*** Block opens ***
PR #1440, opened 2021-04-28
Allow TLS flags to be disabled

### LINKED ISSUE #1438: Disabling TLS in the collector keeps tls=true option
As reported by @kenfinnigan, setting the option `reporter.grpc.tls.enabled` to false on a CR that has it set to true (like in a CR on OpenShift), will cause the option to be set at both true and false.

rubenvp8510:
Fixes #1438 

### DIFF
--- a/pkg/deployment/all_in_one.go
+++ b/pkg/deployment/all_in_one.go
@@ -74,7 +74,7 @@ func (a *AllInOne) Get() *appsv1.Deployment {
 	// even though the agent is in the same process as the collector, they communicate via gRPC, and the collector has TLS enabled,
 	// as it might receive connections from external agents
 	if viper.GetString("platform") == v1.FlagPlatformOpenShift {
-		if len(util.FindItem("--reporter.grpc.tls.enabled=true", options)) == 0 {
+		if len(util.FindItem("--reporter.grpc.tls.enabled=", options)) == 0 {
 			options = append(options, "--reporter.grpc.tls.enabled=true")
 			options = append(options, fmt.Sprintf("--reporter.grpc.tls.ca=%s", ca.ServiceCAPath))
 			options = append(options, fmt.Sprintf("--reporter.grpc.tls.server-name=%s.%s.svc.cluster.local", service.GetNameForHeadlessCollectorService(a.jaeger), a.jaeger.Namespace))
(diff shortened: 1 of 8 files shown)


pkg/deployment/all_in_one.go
*** Block closes ***
*** Block opens ***
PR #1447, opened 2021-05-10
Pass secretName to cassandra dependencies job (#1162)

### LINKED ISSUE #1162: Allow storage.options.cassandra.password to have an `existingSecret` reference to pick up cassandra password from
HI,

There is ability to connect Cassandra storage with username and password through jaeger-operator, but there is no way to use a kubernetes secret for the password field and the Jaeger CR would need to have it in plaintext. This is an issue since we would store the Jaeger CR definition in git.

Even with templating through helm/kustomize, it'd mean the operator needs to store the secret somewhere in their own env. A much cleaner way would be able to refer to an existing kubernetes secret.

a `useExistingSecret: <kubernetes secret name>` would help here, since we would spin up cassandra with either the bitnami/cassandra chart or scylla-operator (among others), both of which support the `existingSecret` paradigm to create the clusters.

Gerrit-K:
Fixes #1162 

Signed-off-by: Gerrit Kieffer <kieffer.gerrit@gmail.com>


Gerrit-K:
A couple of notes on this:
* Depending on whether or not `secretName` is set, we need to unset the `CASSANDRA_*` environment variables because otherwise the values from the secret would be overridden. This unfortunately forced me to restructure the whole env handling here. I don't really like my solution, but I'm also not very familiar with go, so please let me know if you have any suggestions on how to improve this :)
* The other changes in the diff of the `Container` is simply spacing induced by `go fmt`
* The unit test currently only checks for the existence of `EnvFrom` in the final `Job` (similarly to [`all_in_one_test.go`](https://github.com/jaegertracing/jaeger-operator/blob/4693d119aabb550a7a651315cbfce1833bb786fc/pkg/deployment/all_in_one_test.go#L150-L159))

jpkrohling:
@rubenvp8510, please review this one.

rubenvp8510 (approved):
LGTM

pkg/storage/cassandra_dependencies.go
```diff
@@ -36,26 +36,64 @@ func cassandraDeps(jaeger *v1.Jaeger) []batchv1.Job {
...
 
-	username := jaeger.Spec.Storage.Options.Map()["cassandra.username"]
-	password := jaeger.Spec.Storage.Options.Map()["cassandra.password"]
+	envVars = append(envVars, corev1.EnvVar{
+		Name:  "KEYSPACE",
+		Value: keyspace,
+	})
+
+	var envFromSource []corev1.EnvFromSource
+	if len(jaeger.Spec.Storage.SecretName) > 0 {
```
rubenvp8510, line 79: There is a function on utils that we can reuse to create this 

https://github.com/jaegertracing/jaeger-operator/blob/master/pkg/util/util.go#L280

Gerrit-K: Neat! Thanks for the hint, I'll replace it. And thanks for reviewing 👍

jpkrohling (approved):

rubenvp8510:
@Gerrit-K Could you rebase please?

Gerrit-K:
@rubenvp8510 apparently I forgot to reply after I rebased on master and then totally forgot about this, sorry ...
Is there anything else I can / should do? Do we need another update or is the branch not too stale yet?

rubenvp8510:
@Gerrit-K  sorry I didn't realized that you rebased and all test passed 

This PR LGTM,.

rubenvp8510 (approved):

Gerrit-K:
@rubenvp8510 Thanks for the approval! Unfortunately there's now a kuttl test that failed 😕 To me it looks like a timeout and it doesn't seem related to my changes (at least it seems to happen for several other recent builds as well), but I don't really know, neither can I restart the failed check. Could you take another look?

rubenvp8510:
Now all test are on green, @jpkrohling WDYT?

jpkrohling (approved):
*** Block closes ***
*** Block opens ***
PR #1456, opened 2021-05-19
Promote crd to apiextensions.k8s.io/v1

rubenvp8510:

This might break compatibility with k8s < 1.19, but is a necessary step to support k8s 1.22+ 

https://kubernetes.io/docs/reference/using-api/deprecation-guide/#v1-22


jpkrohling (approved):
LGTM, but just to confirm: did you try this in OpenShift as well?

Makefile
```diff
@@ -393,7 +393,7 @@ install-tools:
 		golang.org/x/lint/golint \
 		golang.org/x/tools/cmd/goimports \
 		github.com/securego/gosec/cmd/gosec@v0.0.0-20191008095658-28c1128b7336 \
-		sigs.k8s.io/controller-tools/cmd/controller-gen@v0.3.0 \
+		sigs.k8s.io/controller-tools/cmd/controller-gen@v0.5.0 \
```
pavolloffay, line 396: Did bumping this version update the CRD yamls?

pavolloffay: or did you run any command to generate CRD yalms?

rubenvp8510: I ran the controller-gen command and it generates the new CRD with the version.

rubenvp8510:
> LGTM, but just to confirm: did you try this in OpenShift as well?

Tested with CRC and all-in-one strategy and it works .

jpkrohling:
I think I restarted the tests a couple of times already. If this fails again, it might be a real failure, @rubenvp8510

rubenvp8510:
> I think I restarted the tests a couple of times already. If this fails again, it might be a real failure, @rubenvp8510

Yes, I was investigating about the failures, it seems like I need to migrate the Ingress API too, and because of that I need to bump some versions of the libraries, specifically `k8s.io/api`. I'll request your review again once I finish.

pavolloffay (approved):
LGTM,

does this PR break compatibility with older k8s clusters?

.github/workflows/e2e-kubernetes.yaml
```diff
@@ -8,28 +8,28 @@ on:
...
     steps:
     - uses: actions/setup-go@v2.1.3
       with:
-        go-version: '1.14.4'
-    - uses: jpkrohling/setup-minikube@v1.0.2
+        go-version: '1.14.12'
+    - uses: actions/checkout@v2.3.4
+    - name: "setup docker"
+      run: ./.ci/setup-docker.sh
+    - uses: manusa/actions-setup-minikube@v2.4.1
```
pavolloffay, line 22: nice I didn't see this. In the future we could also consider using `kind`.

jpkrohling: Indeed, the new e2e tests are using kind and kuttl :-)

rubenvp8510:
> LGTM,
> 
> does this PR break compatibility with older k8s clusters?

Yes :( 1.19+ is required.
*** Block closes ***
Count up the lines of the listing in which the word "confirm" occurs, then state that number by itself.

2